• WHAT YOU NEED TO DO
Identify each line below containing the string "suggestion" and copy it.

• DATA FOR THIS TASK
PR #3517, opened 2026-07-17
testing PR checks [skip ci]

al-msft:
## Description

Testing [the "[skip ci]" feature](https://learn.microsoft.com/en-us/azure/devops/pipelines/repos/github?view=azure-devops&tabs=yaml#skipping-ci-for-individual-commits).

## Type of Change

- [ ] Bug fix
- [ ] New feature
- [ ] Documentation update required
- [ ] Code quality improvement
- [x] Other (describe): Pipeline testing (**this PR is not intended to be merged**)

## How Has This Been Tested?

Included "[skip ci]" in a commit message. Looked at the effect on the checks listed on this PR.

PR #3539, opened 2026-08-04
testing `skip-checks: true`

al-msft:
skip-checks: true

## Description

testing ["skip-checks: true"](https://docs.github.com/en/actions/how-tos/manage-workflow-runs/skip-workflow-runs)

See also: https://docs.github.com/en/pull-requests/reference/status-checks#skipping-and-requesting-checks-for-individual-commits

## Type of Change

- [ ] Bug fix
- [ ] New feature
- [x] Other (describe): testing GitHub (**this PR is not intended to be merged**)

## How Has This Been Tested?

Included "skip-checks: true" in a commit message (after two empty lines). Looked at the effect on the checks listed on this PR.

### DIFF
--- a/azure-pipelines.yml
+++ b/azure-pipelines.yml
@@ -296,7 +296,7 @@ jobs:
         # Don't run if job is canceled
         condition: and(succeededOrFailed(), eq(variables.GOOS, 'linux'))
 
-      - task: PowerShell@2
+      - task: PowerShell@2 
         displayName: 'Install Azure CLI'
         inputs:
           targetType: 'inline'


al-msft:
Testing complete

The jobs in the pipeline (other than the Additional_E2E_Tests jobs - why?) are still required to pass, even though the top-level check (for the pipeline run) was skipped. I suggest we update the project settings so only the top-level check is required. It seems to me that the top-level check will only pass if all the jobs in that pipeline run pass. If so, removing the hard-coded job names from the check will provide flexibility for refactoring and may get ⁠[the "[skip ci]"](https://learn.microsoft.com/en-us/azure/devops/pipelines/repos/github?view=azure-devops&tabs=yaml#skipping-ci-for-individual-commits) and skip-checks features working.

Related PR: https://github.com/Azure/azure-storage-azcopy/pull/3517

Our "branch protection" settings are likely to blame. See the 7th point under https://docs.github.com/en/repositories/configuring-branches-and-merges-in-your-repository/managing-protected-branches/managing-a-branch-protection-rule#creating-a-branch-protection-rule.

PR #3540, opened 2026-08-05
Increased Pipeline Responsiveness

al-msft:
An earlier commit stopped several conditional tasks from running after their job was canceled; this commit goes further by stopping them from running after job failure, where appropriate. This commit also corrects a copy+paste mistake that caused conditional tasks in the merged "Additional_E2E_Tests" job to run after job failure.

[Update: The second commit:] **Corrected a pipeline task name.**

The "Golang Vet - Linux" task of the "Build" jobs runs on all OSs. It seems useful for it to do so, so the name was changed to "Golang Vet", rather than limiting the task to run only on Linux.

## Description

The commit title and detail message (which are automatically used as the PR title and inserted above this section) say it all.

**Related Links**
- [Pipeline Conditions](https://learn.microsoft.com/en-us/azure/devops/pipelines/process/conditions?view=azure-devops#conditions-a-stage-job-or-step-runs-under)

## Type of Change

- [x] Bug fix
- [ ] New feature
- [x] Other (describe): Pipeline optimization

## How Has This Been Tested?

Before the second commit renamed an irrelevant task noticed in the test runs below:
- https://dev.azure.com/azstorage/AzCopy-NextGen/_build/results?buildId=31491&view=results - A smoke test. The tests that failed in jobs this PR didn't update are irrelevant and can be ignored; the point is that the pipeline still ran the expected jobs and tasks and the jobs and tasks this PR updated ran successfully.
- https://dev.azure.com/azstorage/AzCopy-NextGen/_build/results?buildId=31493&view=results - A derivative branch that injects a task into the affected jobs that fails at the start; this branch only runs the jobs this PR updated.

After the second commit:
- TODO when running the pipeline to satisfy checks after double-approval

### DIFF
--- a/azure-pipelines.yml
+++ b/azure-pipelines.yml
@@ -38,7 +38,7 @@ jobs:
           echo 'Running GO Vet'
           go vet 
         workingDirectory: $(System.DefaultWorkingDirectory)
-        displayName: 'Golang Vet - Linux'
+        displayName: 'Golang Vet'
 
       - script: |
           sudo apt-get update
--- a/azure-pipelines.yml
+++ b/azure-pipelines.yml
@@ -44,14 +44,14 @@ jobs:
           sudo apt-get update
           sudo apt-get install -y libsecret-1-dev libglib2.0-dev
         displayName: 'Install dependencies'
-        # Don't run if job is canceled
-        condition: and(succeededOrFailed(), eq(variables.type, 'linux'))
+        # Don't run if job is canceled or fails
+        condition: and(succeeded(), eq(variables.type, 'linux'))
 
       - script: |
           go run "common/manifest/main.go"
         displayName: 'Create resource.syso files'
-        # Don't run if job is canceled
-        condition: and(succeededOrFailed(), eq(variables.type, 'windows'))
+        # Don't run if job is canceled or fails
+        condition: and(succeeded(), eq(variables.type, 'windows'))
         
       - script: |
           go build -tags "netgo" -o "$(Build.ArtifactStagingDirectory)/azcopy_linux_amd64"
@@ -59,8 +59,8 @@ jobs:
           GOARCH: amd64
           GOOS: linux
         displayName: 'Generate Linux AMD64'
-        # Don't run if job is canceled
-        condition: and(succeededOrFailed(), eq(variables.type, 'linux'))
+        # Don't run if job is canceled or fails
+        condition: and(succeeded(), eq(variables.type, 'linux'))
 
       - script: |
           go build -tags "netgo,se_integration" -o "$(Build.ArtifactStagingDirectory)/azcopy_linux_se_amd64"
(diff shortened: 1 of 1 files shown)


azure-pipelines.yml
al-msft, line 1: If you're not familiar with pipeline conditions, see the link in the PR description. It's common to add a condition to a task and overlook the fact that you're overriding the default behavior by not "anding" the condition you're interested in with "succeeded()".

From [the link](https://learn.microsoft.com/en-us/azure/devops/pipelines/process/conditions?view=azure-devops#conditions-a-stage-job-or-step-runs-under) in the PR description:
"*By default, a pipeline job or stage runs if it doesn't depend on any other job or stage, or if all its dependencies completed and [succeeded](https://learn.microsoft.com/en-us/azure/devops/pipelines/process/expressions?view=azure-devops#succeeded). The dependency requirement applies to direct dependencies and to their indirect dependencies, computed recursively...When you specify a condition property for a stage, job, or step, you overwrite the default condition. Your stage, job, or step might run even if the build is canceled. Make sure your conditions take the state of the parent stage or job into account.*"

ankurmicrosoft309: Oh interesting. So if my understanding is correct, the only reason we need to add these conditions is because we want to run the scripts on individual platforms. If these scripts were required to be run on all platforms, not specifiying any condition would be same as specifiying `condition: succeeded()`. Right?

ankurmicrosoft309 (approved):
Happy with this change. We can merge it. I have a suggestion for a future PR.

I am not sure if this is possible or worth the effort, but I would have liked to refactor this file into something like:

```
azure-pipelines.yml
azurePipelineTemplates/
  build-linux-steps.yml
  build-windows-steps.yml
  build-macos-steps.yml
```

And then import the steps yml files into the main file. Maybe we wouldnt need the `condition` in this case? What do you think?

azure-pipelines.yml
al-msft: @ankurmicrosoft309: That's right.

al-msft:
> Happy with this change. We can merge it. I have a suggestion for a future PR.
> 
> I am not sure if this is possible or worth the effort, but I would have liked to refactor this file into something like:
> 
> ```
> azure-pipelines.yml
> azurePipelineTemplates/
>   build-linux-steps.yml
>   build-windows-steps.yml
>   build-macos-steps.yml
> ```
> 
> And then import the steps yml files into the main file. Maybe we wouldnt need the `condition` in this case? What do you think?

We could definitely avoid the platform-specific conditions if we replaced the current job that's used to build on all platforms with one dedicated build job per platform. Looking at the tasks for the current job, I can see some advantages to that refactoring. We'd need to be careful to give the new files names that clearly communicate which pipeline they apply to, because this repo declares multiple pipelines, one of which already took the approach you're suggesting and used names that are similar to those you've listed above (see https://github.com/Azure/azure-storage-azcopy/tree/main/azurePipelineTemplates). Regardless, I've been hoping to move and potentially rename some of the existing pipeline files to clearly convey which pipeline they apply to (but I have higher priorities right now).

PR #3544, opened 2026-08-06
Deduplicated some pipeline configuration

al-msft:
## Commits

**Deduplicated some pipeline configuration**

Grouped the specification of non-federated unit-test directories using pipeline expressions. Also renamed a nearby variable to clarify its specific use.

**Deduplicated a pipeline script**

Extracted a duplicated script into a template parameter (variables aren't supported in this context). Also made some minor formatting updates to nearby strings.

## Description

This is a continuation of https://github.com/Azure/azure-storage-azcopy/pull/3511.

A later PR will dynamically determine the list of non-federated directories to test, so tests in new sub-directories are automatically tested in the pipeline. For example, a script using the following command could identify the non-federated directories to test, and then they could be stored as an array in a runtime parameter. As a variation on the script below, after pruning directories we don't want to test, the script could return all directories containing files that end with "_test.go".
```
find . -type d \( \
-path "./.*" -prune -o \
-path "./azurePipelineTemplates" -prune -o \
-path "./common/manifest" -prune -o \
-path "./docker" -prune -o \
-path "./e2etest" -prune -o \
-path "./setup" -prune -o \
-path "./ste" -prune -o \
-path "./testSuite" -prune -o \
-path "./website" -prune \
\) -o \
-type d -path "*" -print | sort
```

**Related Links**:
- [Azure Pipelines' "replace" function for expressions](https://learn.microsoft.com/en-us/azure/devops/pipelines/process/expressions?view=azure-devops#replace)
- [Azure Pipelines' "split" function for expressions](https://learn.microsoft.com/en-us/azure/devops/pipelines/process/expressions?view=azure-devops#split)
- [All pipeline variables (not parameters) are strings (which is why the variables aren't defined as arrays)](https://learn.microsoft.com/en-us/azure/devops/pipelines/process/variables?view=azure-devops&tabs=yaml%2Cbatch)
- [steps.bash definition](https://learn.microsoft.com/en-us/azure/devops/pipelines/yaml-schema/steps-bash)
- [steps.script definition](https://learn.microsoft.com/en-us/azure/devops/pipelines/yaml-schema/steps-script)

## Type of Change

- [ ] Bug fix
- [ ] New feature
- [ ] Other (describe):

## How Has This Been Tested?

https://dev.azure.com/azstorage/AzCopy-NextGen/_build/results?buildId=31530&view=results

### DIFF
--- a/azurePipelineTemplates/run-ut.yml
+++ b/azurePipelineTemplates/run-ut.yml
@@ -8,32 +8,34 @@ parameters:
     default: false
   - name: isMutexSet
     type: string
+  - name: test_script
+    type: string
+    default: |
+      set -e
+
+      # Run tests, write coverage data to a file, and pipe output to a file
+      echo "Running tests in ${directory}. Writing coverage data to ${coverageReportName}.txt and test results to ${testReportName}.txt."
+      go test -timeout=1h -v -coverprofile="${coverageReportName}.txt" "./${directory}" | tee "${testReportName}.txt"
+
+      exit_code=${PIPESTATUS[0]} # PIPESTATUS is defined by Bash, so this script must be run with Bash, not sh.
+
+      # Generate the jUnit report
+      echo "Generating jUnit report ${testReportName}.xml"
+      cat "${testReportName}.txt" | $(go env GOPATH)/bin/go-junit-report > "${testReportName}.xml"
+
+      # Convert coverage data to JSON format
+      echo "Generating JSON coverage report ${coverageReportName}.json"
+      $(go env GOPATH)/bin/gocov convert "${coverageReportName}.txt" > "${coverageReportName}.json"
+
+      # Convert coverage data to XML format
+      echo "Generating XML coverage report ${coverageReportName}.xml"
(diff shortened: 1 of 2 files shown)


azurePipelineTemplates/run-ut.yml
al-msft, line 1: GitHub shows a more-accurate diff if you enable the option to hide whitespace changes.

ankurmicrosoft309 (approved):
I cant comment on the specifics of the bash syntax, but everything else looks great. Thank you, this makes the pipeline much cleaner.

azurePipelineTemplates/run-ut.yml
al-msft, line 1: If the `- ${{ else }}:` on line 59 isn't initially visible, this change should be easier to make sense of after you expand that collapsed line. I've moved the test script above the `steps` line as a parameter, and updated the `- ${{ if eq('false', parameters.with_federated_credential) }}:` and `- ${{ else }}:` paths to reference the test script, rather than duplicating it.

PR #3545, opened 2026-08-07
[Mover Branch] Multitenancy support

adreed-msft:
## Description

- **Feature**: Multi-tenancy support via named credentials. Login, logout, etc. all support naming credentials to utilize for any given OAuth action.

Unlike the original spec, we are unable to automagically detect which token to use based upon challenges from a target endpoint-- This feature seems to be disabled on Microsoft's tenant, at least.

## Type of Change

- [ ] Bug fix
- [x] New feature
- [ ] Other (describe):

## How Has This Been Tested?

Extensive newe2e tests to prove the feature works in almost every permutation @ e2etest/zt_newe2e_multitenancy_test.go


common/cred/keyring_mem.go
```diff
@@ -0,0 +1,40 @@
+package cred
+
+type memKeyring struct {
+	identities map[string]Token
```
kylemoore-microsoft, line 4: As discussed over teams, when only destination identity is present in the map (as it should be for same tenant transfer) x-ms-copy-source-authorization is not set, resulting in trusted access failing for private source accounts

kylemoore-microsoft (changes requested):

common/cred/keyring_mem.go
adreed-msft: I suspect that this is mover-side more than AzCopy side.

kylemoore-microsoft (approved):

• RESULT OF THE TASK
Happy with this change. We can merge it. I have a suggestion for a future PR.
> Happy with this change. We can merge it. I have a suggestion for a future PR.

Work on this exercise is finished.